▶ [About this exercise]: In the entries below, find the line with "PR #372, opened 2021-04-29" and the line with "I haven't really". Reproduce those two lines and every line between them exactly, and nothing more.

(Collected data entries)
'''

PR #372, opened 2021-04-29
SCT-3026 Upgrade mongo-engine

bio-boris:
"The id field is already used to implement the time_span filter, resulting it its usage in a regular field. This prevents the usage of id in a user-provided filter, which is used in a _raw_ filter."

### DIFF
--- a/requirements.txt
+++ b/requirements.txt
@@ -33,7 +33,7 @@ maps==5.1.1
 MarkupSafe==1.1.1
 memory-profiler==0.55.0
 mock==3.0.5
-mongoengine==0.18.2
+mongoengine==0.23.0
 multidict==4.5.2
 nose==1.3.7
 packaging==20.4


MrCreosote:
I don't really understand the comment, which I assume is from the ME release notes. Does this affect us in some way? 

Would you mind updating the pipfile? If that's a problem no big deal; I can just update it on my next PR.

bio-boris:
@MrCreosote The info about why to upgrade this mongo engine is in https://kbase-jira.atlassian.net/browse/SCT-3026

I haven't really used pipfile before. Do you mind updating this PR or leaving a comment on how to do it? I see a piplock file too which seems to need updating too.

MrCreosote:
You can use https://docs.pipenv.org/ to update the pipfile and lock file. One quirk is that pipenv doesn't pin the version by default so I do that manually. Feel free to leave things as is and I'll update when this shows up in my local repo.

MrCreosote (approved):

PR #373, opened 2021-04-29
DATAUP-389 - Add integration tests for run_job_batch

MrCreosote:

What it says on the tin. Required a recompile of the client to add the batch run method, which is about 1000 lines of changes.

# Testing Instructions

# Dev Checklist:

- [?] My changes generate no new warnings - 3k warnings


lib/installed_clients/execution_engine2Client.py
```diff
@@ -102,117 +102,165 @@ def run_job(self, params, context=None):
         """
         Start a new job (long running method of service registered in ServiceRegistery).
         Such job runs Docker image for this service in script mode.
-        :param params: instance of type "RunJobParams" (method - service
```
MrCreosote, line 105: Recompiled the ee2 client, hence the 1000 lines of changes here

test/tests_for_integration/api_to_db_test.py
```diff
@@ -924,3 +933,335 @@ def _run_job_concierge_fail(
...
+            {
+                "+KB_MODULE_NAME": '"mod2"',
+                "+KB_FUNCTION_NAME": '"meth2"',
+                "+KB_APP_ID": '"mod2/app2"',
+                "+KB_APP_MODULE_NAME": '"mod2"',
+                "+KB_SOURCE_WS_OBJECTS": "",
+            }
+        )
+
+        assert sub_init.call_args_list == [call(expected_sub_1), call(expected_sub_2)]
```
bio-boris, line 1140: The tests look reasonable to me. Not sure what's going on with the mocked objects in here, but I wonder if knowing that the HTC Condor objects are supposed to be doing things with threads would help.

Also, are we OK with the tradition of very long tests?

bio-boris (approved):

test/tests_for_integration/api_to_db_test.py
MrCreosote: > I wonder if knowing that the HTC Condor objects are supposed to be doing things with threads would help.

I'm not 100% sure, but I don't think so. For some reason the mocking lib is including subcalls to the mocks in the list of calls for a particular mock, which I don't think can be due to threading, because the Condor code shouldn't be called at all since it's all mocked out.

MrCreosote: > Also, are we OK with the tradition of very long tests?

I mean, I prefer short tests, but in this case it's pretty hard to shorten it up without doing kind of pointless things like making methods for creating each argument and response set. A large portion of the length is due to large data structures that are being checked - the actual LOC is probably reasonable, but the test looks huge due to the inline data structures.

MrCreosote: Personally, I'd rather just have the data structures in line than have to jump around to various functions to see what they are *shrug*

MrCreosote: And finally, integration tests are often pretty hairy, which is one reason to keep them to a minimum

'''
'''

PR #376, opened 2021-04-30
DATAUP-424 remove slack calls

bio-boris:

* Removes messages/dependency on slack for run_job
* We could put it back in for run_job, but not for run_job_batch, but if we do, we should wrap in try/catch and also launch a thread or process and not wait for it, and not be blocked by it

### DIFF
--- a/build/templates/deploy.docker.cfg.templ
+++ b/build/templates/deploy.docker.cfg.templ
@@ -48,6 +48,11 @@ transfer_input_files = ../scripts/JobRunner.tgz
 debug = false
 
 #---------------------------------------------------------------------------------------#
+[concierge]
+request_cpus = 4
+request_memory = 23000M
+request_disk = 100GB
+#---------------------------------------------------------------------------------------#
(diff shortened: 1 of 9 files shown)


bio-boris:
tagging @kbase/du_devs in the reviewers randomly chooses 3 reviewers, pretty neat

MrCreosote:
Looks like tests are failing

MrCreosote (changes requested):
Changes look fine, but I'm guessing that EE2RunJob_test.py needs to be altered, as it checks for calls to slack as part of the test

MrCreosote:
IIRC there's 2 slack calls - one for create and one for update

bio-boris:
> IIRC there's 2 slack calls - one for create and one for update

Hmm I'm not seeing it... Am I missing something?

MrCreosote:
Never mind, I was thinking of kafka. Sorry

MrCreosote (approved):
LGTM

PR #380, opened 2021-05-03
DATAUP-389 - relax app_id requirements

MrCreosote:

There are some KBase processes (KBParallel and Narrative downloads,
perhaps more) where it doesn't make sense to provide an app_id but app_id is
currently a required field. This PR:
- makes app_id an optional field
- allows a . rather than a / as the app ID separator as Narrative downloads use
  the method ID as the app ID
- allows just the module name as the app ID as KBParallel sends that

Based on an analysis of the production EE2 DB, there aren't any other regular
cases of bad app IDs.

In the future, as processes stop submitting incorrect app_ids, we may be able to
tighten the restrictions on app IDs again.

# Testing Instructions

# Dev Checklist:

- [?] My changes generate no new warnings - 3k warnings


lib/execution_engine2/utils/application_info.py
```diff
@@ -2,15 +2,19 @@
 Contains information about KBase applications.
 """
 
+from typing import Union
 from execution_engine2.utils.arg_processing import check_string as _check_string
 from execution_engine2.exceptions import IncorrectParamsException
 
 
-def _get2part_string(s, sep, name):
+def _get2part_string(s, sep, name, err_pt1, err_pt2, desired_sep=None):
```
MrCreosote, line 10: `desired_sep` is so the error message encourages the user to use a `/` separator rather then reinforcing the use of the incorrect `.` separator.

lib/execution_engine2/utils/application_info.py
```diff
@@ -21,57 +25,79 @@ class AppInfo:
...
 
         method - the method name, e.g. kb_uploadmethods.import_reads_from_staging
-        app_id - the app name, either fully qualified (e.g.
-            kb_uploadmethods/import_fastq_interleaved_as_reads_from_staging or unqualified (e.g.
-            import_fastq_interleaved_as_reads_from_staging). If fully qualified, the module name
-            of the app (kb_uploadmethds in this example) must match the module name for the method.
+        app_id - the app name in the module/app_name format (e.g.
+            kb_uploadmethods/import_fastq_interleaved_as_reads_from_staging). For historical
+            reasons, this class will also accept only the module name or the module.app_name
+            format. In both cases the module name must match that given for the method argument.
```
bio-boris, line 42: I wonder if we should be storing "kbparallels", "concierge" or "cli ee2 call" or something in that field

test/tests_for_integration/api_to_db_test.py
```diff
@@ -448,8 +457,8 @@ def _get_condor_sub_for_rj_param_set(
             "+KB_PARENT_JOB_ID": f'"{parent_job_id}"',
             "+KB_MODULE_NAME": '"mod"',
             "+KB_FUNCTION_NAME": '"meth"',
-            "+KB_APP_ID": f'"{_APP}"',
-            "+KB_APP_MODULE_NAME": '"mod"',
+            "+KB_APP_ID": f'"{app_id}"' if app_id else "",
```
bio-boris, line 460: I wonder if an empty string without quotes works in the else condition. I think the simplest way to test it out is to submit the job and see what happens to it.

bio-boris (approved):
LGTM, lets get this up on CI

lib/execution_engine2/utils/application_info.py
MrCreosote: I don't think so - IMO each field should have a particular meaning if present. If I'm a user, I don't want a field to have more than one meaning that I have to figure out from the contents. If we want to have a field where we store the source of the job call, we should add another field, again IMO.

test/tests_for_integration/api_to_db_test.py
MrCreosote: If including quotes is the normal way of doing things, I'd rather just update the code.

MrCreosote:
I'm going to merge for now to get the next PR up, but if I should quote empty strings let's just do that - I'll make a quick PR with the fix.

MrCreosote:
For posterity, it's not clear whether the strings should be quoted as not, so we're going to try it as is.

'''

▶ [Finished task]:
PR #372, opened 2021-04-29
SCT-3026 Upgrade mongo-engine

bio-boris:
"The id field is already used to implement the time_span filter, resulting it its usage in a regular field. This prevents the usage of id in a user-provided filter, which is used in a _raw_ filter."

### DIFF
--- a/requirements.txt
+++ b/requirements.txt
@@ -33,7 +33,7 @@ maps==5.1.1
 MarkupSafe==1.1.1
 memory-profiler==0.55.0
 mock==3.0.5
-mongoengine==0.18.2
+mongoengine==0.23.0
 multidict==4.5.2
 nose==1.3.7
 packaging==20.4


MrCreosote:
I don't really understand the comment, which I assume is from the ME release notes. Does this affect us in some way? 

Would you mind updating the pipfile? If that's a problem no big deal; I can just update it on my next PR.

bio-boris:
@MrCreosote The info about why to upgrade this mongo engine is in https://kbase-jira.atlassian.net/browse/SCT-3026

I haven't really used pipfile before. Do you mind updating this PR or leaving a comment on how to do it? I see a piplock file too which seems to need updating too.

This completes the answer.